Michael Lebowitz (08:48) Well, Japan's a different story, but let's just talk about the... the U.S. is really interesting. Stocks and bonds are basically unchanged this year. So if we went to sleep on January 1st and just woke up, looked at the markets, we'd say, pretty boring year. They don't reflect the ups and downs that both markets have had. So I think on the bond side, there's kind of narratives and then there's reality.

The narratives are that tariffs are very inflationary. We think they're actually deflationary. Not to say the prices of some goods won't rise and not to say that a couple of CPI reports may not be higher over the coming months, but generally they're lower for a number of reasons. It's a tax on a free market. Anytime you tax a free market, you are impeding growth. You will impede prices. And that's the basic gist.

And if the money supply is constant, which we know it's not, but if it's held constant, if the price of something goes up, the price of something else has to go down because people can't afford both anymore. You know, substitution effect, there's a lot of reasons to think that tariffs will be proven deflationary as they were in 2018, as they were during the Great Depression and other times. But I think the narrative is that tariffs are going to cause prices to spike.

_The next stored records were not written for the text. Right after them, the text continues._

PR #2429, opened 2023-07-10
ConfigRegistry, BeanPropertiesFactory: restore behavior of reusing method lookups

### LINKED ISSUE #2427: Followup #2425 - restore eager Constructor and Method lookup
#2425 introduces some nice centralization, but causes a regression where instead of looking up constructor or methodhandle objects once during initialization, we now look them up again every time we invoke.

Let's please restore this to eagerly look up the constructor or method the first time we encounter a type, and then re-use that each time we actually need to invoke. cc @hgschmie

stevenschlansker:
Fixes #2427

### DIFF
--- a/core/src/main/java/org/jdbi/v3/core/config/ConfigRegistry.java
+++ b/core/src/main/java/org/jdbi/v3/core/config/ConfigRegistry.java
@@ -13,6 +13,9 @@
  */
 package org.jdbi.v3.core.config;
 
+import java.lang.invoke.MethodHandle;
+import java.lang.invoke.MethodHandles;
+import java.lang.invoke.MethodType;
 import java.util.Map;
 import java.util.Optional;
 import java.util.concurrent.ConcurrentHashMap;
@@ -21,7 +24,7 @@ import java.util.function.Function;
 import org.jdbi.v3.core.argument.Arguments;
 import org.jdbi.v3.core.collector.JdbiCollectors;
 import org.jdbi.v3.core.config.internal.ConfigCaches;
-import org.jdbi.v3.core.internal.JdbiClassUtils;
+import org.jdbi.v3.core.internal.exceptions.Sneaky;
 import org.jdbi.v3.core.mapper.ColumnMappers;
 import org.jdbi.v3.core.mapper.Mappers;
 import org.jdbi.v3.core.mapper.RowMappers;
@@ -33,9 +36,6 @@ import org.jdbi.v3.core.statement.SqlStatements;
  * @see Configurable
  */
 public final class ConfigRegistry {
-
-    private static final Class<?>[] JDBI_CONFIG_TYPES = {ConfigRegistry.class};
-
     private final Map<Class<? extends JdbiConfig<?>>, JdbiConfig<?>> configs = new ConcurrentHashMap<>(32);
     private final Map<Class<? extends JdbiConfig<?>>, Function<ConfigRegistry, JdbiConfig<?>>> configFactories;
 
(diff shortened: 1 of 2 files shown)


core/src/main/java/org/jdbi/v3/core/config/ConfigRegistry.java
```diff
@@ -81,12 +81,45 @@ public <C extends JdbiConfig<C>> C get(Class<C> configClass) {
     }
 
     private Function<ConfigRegistry, JdbiConfig<?>> configFactory(Class<? extends JdbiConfig<?>> configClass) {
-        return configFactories.computeIfAbsent(configClass, klass ->
-                registry -> {
-                    var config = JdbiClassUtils.findConstructorAndCreateInstance(klass, JDBI_CONFIG_TYPES, registry);
```
stevenschlansker, line 86: This unfortunately does not fit well into the new helper paradigm, so I mostly reverted it to how it was, since we take care to use different argument lists with `invokeExact`.

core/src/main/java/org/jdbi/v3/core/internal/JdbiClassUtils.java
```diff
@@ -187,12 +184,10 @@ private static <T> T checkedCreateInstance(Class<T> type, Class<?>[] parameters,
      * @param parameters Parameters for the constructor.
      * @return An {@link Optional} wrapping the instantiated type or {@link Optional#empty()} if no matching constructor was found.
      */
-    @Alpha
```
stevenschlansker, line 190: `internal` package is never public API, so I am not sure `@Alpha` means anything here, since it is always subject to change.

hgschmie (changes requested):

core/src/main/java/org/jdbi/v3/core/config/ConfigRegistry.java
stevenschlansker: @hgschmie , yes, we can benchmark this. I am fine to have benchmarks before changing sensitive code, but please hold yourself to that standard too - #2425 was merged with no benchmarking and no review, and introduces a significant performance regression. Please consider #2432 which demonstrates that `MH.invokeExact` is by far the fastest implementation.

I object to your characterization of this as unreadable. What parts could be written better to be more readable? Or, maybe you need to spend some time familiarizing yourself with `MethodHandle`? It is not the prettiest code but it does what it needs to do, and is relatively straightforward.

MH is the new way of doing things and will not be going away. I think at this point it should be the default in any performance-sensitive code over "classic" reflection, unless there is a specific reason not to use it. Also, always prefer `invokeExact` when possible.

I like the idea of improving the `JdbiClassUtils` to return a `MethodHandle` that is stored for later re-use. However, it is a little tricky because the returned MH would have different method signatures depending on whether a `ConfigRegistry` is expected as an argument or not. It is entirely possible to fix this as well, but at some point the helper method is not generic anymore and ends up looking very much like just moving this code to `JdbiClassUtils`, which doesn't really solve any problem. I played with this for a bit but did not make good progress on deriving a helper method that is both fast and actually re-usable. So for now, this just brings us back to the baseline we had before.

> In its current shape, this seems to be more an exercise in proving that this can be done somehow using MethodHandles at any cost. I want to understand first what the value is before reverting the change. The loss of readability is IMHO a problem.

Right, because using `MH.invokeExact` carries significant performance gains. So, I spent significant effort converting the old code to be much faster. It is a little frustrating to leave for one week to find all that work thrown in the trash. I am on board with the goal to improve readability, but there very much is a reason that this code was the way it was.

> Why can't the findConstructorAndCreateInstance method not be rewritten to iterate over the list of parameters using method handles in the same way it does right now for finding constructors?

This is the tricky bit, because then the returned MH will accept an unknown number of parameters. We'd need to return some composite result that has both the MH and which signature it should be called with, otherwise you run into `WrongMethodTypeException`.

stevenschlansker: I guess what we could do is take the MethodHandle we want to return and compose with `MethodHandles.dropArguments` to avoid the caller needing to know what kind of call we actually make. I will briefly look into this, although this is very much not what I was planning to spend this morning on.

stevenschlansker: I played around with this a bit and I think it would work, however there is actually only one place that we need both 1) MethodHandle performance and 2) accept multiple type signatures, and that is here in `ConfigRegistry`. So, I am thinking that we should defer further extracting a general helper until we have a second use site that actually needs it.

core/src/main/java/org/jdbi/v3/core/config/ConfigRegistry.java
```diff
@@ -81,12 +81,45 @@ public <C extends JdbiConfig<C>> C get(Class<C> configClass) {
...
-                    config.setRegistry(registry);
-                    return config;
-                });
+        return configFactories.computeIfAbsent(configClass, klass -> {
+            final Exception notFound;
+            try {
+                MethodHandle mh = MethodHandles.lookup().findConstructor(klass,
+                        MethodType.methodType(void.class, ConfigRegistry.class))
+                    .asType(MethodType.methodType(JdbiConfig.class, ConfigRegistry.class));
+                return registry -> {
```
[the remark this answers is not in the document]
stevenschlansker: Unreadable is very much a style opinion. I moved the cache computation function to a helper method, so there are no nested lambdas now.

The sneaky throws were intentionally unrolled - previously, we used `Unchecked`, but this introduces more stack frames. I thought it was preferable to handle it locally rather than nesting more lambdas. Do you like the `Unchecked.function` style better?

Do you have further concrete suggestions for how it could be more readable?

core/src/main/java/org/jdbi/v3/core/mapper/reflect/internal/BeanPropertiesFactory.java
```diff
@@ -203,10 +205,22 @@ static class PropertiesHolder<T> {
                 } catch (IntrospectionException e) {
                     throw new IllegalArgumentException("Failed to inspect bean " + clazz, e);
                 }
+                Supplier<T> myConstructor;
```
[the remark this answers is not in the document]
stevenschlansker: I think you mis-understand what MethodHandles are supposed to achieve. They are not supposed to be "reflection but easier". In fact, it is somewhat more complicated to think about, but in exchange for understanding a bit more about how the JVM implements it under the hood, it is much easier for the JVM to optimize it.

JEP-416 is a great change but is more about the code maintainability of the JVM itself. It misses a significant part of the performance puzzle, which is that "classic" reflection did not have enough static information available to the JVM to allow optimizations. In order to utilize these new optimizations, you must use the MH interface, not classic reflection.

MethodHandles are "a bit more complicated than reflection, but easier for the JVM to optimize, and better modelling how it actually works under the hood".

And Powell's not helping matters by saying he doesn't know what's going on with tariffs and the inflationary impact. The other big problem, and I think this is probably helping gold a little bit, is that look at what we're trying to do. We're trying to cut the trade deficit. That means less countries need dollars. If you're reducing global trade, the need for dollars is not as big.

What happens when we run trade deficits? We run investment surpluses. That money comes right back into the U.S. in the form of loans, buying assets, investing in the USA, etc. At the same time, debt isn't really working the way they said it would. And the expected deficits are rising, not falling. So our funding needs are greater. Money coming from outside is potentially less. Again, these are narratives. I'm not saying this is what is happening.

So who's going to fund that? Well, it's got to be the consumer, corporations. That's the only one left to fund it other than QE or the Fed. But so I think the bond market is running on these narratives. But at the same time, what drives bond yields historically has an extremely high correlation with inflation and to a lesser degree economic activity. The last three or four inflationary numbers were all lower than expected.

PPI today was minus 0.4%. PPI should be showing the impact, not CPI, but PPI, which is producer prices. So it's all the inputs into the final goods. That's where we should see tariffs and they fell by 0.4%. So, I think if you look at fundamentals, it's very easy to get very bullish on bond yields here. But the narratives are the driving factor right now.

Like all markets, every market has a narrative and that narrative is kind of what's behind momentum. But ultimately, valuations, fundamentals, like gravity, kind of take hold of markets and bring them to wherever they need to be.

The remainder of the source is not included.